Here we have more fine-grained control:

```java
FakeSystemClock clock = new FakeSystemClock();
FakeExecutor executor = new FakeExecutor(clock);
executor.execute(() -> {});             // Nothing run yet. Runs at time-0
executor.executeDelayed(() -> {}, 100); // Nothing run yet. Runs at time-100.
executor.executeDelayed(() -> {}, 500); // Nothing run yet. Runs at time-500.

executor.runNextReady();        // One thing run.
executor.advanceClockToNext();  // One more thing ready to run.
executor.runNextReady();        // One thing run.
executor.runNextReady();        // Extra calls do nothing. (Returns false).
executor.advanceClockToNext();  // One more thing ready to run.
executor.runNextReady();        // Last item run.
```

One gotcha of direct-clock-advancement: If you have interleaved Runnables split
between two executors like the following:

```java
FakeSystemClock clock = new FakeSystemClock();
FakeExecutor executorA = new FakeExecutor(clock);
FakeExecutor executorB = new FakeExecutor(clock);
executorA.executeDelayed(() -> {}, 100);
executorB.executeDelayed(() -> {}, 200);
executorA.executeDelayed(() -> {}, 300);
executorB.executeDelayed(() -> {}, 400);
clock.setUptimeMillis(500);
```

The Runnables _will not_ interleave.

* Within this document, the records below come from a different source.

PR #12138, opened 2023-11-22
Camel 16099: throttler EIP - throttle on concurrent requests

jono-morris:
Updated the Throttler to use the number of concurrent requests as the throttling measure instead of the number of requests per period. 

Now uses Semaphore to bound the rate with the bound of the semaphore set using the throttle rate. Semaphore 'fair' setting set to ensure fifo behaviour.

Maintains asyc resubmission when config allows with processes being submitted for immediate execution to the executor. 

Some tests removed that were based on testing the number of requests per period.


oscerd (approved):

davsclaus:
Can you add a note in the 4.3 upgrade guide about this change as end users may need to migrate

davsclaus (approved):

davsclaus:
There are some throttling unit test failures on CI after 2 build attempts. Not sure if its a bit flaky with this change ?

jono-morris:
Let me update the guide and take a look at those failing tests.

davsclaus:
@jono-morris in the migration guide, it would be good to add a before vs after example how to migrate the throttle EIP

jono-morris:
Added a note to the migration guide  https://github.com/apache/camel/pull/12200

pai911:
Thank you all for the hard work improving Apache Camel!

I have a question about this change that I would like to ask.

With this new change, how are we going to set the rate limit (10 req/sec) as specified by some API endpoints?

The new throttle EIP design doesn't seem to be practical since most APIs aren't designed with a rate limit of "max concurrent requests"?

orpiske:
> Thank you all for the hard work improving Apache Camel!
> 
> I have a question about this change that I would like to ask.
> 
> With this new change, how are we going to set the rate limit (10 req/sec) as specified by some API endpoints?
> 
> The new throttle EIP design doesn't seem to be practical since most APIs aren't designed with a rate limit of "max concurrent requests"?

I think we, somehow, missed this valid question. I was looking at one of the emails on our user list and someone raised the very same question. 


@jono-morris, I think, maybe, we should complement the migration guide with this information or a guidance for some scenarios (such as - what to do when there is a need to rate limit it when the time slot is greater than 1000msec and other use cases).

oscerd:
> > Thank you all for the hard work improving Apache Camel!
> > I have a question about this change that I would like to ask.
> > With this new change, how are we going to set the rate limit (10 req/sec) as specified by some API endpoints?
> > The new throttle EIP design doesn't seem to be practical since most APIs aren't designed with a rate limit of "max concurrent requests"?
> 
> I think we, somehow, missed this valid question. I was looking at one of the emails on our user list and someone raised the very same question.
> 
> @jono-morris, I think, maybe, we should complement the migration guide with this information or a guidance for some scenarios (such as - what to do when there is a need to rate limit it when the time slot is greater than 1000msec and other use cases).

There were other questions about throttling and about the removal of timeoutPeriodmillis.. I think we should not remove that option.

jono-morris:
> > > Thank you all for the hard work improving Apache Camel!
> > > I have a question about this change that I would like to ask.
> > > With this new change, how are we going to set the rate limit (10 req/sec) as specified by some API endpoints?
> > > The new throttle EIP design doesn't seem to be practical since most APIs aren't designed with a rate limit of "max concurrent requests"?
> > 
> > 
> > I think we, somehow, missed this valid question. I was looking at one of the emails on our user list and someone raised the very same question.
> > @jono-morris, I think, maybe, we should complement the migration guide with this information or a guidance for some scenarios (such as - what to do when there is a need to rate limit it when the time slot is greater than 1000msec and other use cases).
> 
> There were other questions about throttling and about the removal of timeoutPeriodmillis.. I think we should not remove that option.

Firstly, sorry about the delay in responding.  I've taken away some learnings.

About this change. 

Previously the Throttler employed a fixed window algorithm, allowing a fixed number of calls in a particular period, e.g. 2 requests per minute.  This is susceptible to bursts in requests. For example, if the limit is set at 1000 requests/hour, all 1000 requests might be made in the first minute of the window.

With this in mind the algorithm was shifted to more of a leaky bucket implementation using a semaphore with a fixed number of permits.  Callers try to acquire a permit, blocking if necessary when all available permits have been acquired.  When a caller completes processing the permit it holds is released.  This approach limits the number of concurrent requests, there is no notion of rate.

Let's discuss and find the best way forward.

jono-morris:
@pai911 See https://issues.apache.org/jira/browse/CAMEL-20355

pai911:
> @pai911 See https://issues.apache.org/jira/browse/CAMEL-20355

Thank you so much!

PR #12146, opened 2023-11-22
Properly generate EIP nav.adoc

zregvart:
# Description

Seems that the EIP nav.adoc, prior to CAMEL-20135, and it seems not entirely resolved by CAMEL-20135, was not generated properly. This attempts to generate it by including all the Asciidoc from the EIP module within the nav.adoc.

The notion of Asciidoc module without a source, i.e. one that doesn't need to be symlinked or manipulated in any way by Gulp is introduced. This is to provide the list of files to `createNav` correctly.

# Target

# Tracking


zregvart:
@klease can you have a look at this approach?

davsclaus (approved):

oscerd (approved):

zregvart:
> * I thought the :eips: in the xrefs was required. But maybe not in the nav file itself?

xref can contain only the name of the file if that file resides in the [same module and component version](https://docs.antora.org/antora/latest/page/page-links/#pages), and in this case `nav.adoc` and other `.adoc` are in the same `eips` module.

> * Not being a js expert, I'm not sure, but it looks to me like your change will add a createNav task both with and without a filter for all the sources which have both a json and an asciidoc with source property, and they all do except eips.

Yeah, I've added an [explicit](https://github.com/apache/camel/pull/12146/files#diff-a0e44ac534103410f3aa0fdacfc392140e8673f3454e0e842c3e6c82fb108810R451) `!asciidoc.source`, though Gulp maintains unique names of tasks, so the `nav:asciidoc:eips` task in the [`json` branch](https://github.com/apache/camel/pull/12146/files#diff-a0e44ac534103410f3aa0fdacfc392140e8673f3454e0e842c3e6c82fb108810R445) should override the task in the [`asciidoc`](https://github.com/apache/camel/pull/12146/files#diff-a0e44ac534103410f3aa0fdacfc392140e8673f3454e0e842c3e6c82fb108810R417) branch. I think having the explicit condition there helps though, at least when trying to grok the code.

klease:
@zregvart Thanks for the explanations and the fix!

zregvart:
> @zregvart Thanks for the explanations and the fix!

Thanks for having a look @klease :)

PR #12233, opened 2023-11-28
Camel 20158 fix throttle tests

jono-morris:
Use a semaphore in Throttle unit tests to verify that the throttle eip allows no more than the required number of concurrent requests, camel-spring-xml tests are still disabled.


jono-morris:
I ran the tests half a dozen times or so without issue locally with these changes, although I had trouble reliably reproducing the failures locally.  I'm keen to see how they work here.

davsclaus (approved):

davsclaus:
the test failure is not related to throttler

PR #12240, opened 2023-11-28
CAMEL-20152: camel-jetty - Allow to configure the multipart

essobedo:
Fixes https://issues.apache.org/jira/browse/CAMEL-20152

## Motivation

In the case of multipart, the content is kept in memory which can lead to an OOME, it is due to the fact that the `fileSizeThreshold` is set to `0` by default which should mean that the content is stored on disk according to the Jetty Javadoc but it is not what the Jetty code expects.

## Modifications:

* Proposes new properties to be able to configure the multipart
* Add a unit test to ensure that the file content is stored on disk


oscerd (approved):

mikadev (approved):

components/camel-jetty-common/src/main/java/org/apache/camel/component/jetty/JettyHttpComponent.java
```diff
@@ -1142,15 +1194,20 @@ protected CamelServlet createServletForConnector(
...
-        File file = File.createTempFile("camel", "");
-        boolean result = file.delete();
-        if (!result) {
-            LOG.error("failed to delete {}", file);
+        String location = endpoint.getFilesLocation();
+        if (location == null) {
+            File file = File.createTempFile("camel", "");
+            boolean result = file.delete();
+            if (!result) {
+                LOG.error("failed to delete {}", file);
```
davsclaus, line 1202: WARN - Also you can use FileUtil.deleteFile from camel-core

components/camel-jetty-common/src/main/java/org/apache/camel/component/jetty/JettyHttpComponent.java
```diff
@@ -1016,6 +1028,46 @@ public void setSendServerVersion(boolean sendServerVersion) {
...
+    public void setMaxFileSize(long maxFileSize) {
+        this.maxFileSize = maxFileSize;
+    }
+
+    public long getMaxRequestSize() {
+        return maxRequestSize;
+    }
+
+    @Metadata(description = "The maximum size allowed for multipart/form-data requests. -1 means no limit",
+              defaultValue = "-1", label = "consumer")
```
davsclaus, line 1046: Maybe these should also be advanced label like in the endpoint

components/camel-jetty-common/src/main/java/org/apache/camel/component/jetty/JettyHttpComponent.java
essobedo: Actually, if you check well it is not my code, this is the existing code that I simply moved into a if-block

components/camel-jetty-common/src/main/java/org/apache/camel/component/jetty/JettyHttpComponent.java
essobedo: It makes sense indeed

essobedo:
Due to https://github.com/jetty/jetty.project/issues/10936

davsclaus (approved):

joakime:
Is Camel using Jetty 12 with the ee10 environment?

These changes seem to be for Jetty 11, which is for Servlet 5.0.

This API spec behavior, where fileSizeThreshold value of 0 is documented, first shows up on Servlet 6.0.
That language is _not_ present in the API spec on Servlet 5.0. - https://github.com/jakartaee/servlet/blob/5.0.0-RELEASE/api/src/main/java/jakarta/servlet/annotation/MultipartConfig.java#L65-L70

Jetty 12 on the ee10 environment already supports this spec behavior.

davsclaus:
Yes its Jetty 11 in the source, however we are also working on upgrading to Jetty 12 for the upcoming Camel 4.3 release. But older Camel releases are using Jetty 11 and 9.

joakime:
Note, Jetty 9 is now at End of Community Support.

* https://github.com/jetty/jetty.project/issues/7958

essobedo:
Please note that even if it is mentioned only in EE 10, it is actually a clarification see https://github.com/jakartaee/servlet/issues/111, for example, in Glassfish, it is how it [has been implemented even in very old versions](https://github.com/eclipse-ee4j/glassfish/blob/5.1.0-RC1/appserver/web/web-core/src/main/java/org/apache/catalina/fileupload/ThresholdingOutputStream.java#L222-L226) that is why I proposed it in version 11 but I can understand your point of view.

essobedo:
And IMHO, it makes more sense to consider that a threshold set to 0 is immediately reached instead of never being reached like it was set to Integer.MAX_VALUE which is somehow the current behavior in any version of Jetty

PR #17402, opened 2025-03-10
CAMEL-21739: camel-ftp - Fix leading / in some cases

graben:
Hi @davsclaus,

follow-up bug fix to CAMEL-21739 which could cause leading slashes to get produced accidentally. If a new issue is needed, I'll open it.

Regards,
Benjamin


davsclaus (changes requested):
Can you provide an unit test or at least something that better show this problem as the last PR caused test failures and was not correct. So we would be more cautions to merge PRs this time

graben:
Sure, but I think the test framework still has problems with my windows client to "really" proper work. So I have to build tests with a bit of uncertainty. :(

davsclaus:
okay if you can do windows testing, and then we can do linux testing on this PR afterwards via this CI and other ENGs that has linux/mac computers

graben:
I added a new test case that should have a leading / without my patch and should work in the CI pipe, hopefully.

davsclaus (approved):

PR #17415, opened 2025-03-11
CAMEL-21811: camel-oauth - Prefer Ingress over TLS configured on Keyc…

tdiesler:
…loak directly

https://issues.apache.org/jira/browse/CAMEL-21811

These changes affect keycloak & kafka infrastructure setup through helm charts - they are not java code related.
It is important to access Keycloak over SSL from any OAuth client. That's why we need KC behind an SSL terminating proxy (e.g. Traefik)


oscerd (approved):

davsclaus (approved):

tdiesler:
yes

All of one Executor's callbacks will run,
then all of the other's.

### Testing Handlers without Loopers

If a [Handler] is required because it is used by Android APIs, but is only
used in simple ways (i.e. just `Handler.post(Runnable)`), you may still
want the benefits of [FakeExecutor] when writing your tests, which
you can get by wrapping the [Executor] in a mock for testing. This can be
done with `com.android.systemui.util.concurrency.mockExecutorHandler` in
`MockExecutorHandler.kt`.

### TestableLooper.RunWithLooper

As long as you're using FakeExecutors in all the code under test (and no
Handlers or Loopers) you don't need it. Get rid of it. No more TestableLooper;
no more Looper at all, for that matter.